### PROBLEM DETAILS
Report the lines of the material that carry the string "eslint".

### EXCERPTED DATA

++++

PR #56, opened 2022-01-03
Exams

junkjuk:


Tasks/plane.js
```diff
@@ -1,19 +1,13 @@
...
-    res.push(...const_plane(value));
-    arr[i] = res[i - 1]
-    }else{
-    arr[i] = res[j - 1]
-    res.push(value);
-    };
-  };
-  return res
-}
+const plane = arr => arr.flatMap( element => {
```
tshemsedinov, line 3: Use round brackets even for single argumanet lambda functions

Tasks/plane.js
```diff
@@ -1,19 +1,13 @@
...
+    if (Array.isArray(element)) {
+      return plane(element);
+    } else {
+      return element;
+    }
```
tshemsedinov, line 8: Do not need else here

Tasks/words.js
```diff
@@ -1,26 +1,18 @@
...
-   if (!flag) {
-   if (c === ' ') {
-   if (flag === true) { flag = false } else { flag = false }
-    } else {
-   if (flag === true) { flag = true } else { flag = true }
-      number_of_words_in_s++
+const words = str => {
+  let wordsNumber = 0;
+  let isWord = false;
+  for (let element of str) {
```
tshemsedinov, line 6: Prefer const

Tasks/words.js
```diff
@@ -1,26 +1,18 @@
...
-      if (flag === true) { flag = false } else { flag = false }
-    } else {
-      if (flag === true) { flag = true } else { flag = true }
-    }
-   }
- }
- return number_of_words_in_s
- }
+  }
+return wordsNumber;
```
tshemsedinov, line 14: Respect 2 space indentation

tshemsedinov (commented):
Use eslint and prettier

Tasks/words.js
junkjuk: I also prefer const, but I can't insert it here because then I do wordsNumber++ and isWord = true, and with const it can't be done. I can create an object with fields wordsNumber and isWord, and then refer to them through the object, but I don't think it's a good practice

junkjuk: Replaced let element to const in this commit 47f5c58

++++

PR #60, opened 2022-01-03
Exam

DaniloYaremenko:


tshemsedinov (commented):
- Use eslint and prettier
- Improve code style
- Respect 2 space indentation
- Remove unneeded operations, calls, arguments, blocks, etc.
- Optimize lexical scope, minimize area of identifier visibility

++++

### REPLY
Use eslint and prettier
- Use eslint and prettier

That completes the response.